Al-Saffar Anas Kh, Meijer Carl Hampus, Gannavarapu Venkata Ram, Hall Gustav, Li Yichen, Diaz Tartera Hetzel O, Lördal Mikael, Ljung Tryggve, Hellström Per M, Webb Dominic-Luc
Department of Medical Sciences, Gastroenterology and Hepatology Unit, Uppsala University, Uppsala, Sweden.
Department of Medicine, Division of Gastroenterology and Hepatology, Danderyds Sjukhus, Danderyd, Sweden.
Gastroenterol Res Pract. 2017;2017:1745918. doi: 10.1155/2017/1745918. Epub 2017 Oct 23.
Intestinal fatty acid binding protein (I-FABP) indicates barrier integrity.

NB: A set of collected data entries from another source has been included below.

PR #7273, opened 2024-05-28
advancedtls: use realistic ciphersuite in test

rolandshoemaker:
Instead of 3DES, something which should basically never be used in production. Go is removing default support for 3DES is Go 1.24, requiring new modules to opt into support for this cipher.

This fixes an internal Google test failure, see b/343028077.

RELEASE NOTES: none


gtcooke94 (approved):
LGTM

determine if I-FABP is elevated in active Crohn's disease (CD) and if I-FABP parallels anti-TNF antibody (infliximab) induced lowering of TNF and Harvey-Bradshaw Index (HBI) as potential indicator of mucosal healing. I-FABP distribution along human gut was determined. Serum from 10 CD patients collected during first three consecutive infliximab treatments with matched pretreatment and follow-up samples one week after each treatment and corresponding HBI data were analyzed. I-FABP reference interval was established from 31 healthy subjects with normal gut permeability. I-FABP and TNF were measured by ELISA; CRP was measured by nephelometry. Healthy tissue was used for I-FABP immunohistochemistry. Pretreatment CD patient TNF was 1.6-fold higher than in-house reference interval, while I-FABP was 2.5-fold higher, which lowered at follow-ups. Combining all 30 infusion/follow-up pairs also revealed changes in I-FABP. HBI followed this pattern; CRP declined gradually. I-FABP was expressed in epithelium of stomach, jejunum, ileum, and colon, with the highest expression in jejunum and ileum. I-FABP is elevated in active CD with a magnitude comparable to TNF. Parallel infliximab effects on TNF, HBI, and I-FABP were found. I-FABP may be useful as an intestine selective prognostic marker in CD.
肠脂肪酸结合蛋白(I-FABP)表明屏障完整性。
确定I-FABP在活动期克罗恩病(CD)中是否升高,以及I-FABP是否与抗TNF抗体(英夫利昔单抗)诱导的TNF降低和哈维-布拉德肖指数(HBI)平行,作为黏膜愈合的潜在指标。确定了I-FABP在人肠道中的分布。分析了10例CD患者在连续三次英夫利昔单抗治疗期间收集的血清,每次治疗前和治疗后一周的匹配预处理和随访样本以及相应的HBI数据。从31名肠道通透性正常的健康受试者中建立了I-FABP参考区间。通过ELISA测量I-FABP和TNF;通过比浊法测量CRP。使用健康组织进行I-FABP免疫组织化学。CD患者治疗前的TNF比内部参考区间高1.6倍,而I-FABP高2.5倍,随访时降低。合并所有30对输注/随访数据也显示了I-FABP的变化。HBI遵循这种模式;CRP逐渐下降。I-FABP在胃、空肠、回肠和结肠的上皮中表达,在空肠和回肠中表达最高。活动期CD中I-FABP升高,幅度与TNF相当。发现英夫利昔单抗对TNF、HBI和I-FABP有平行作用。I-FABP可能作为CD中肠道选择性预后标志物有用。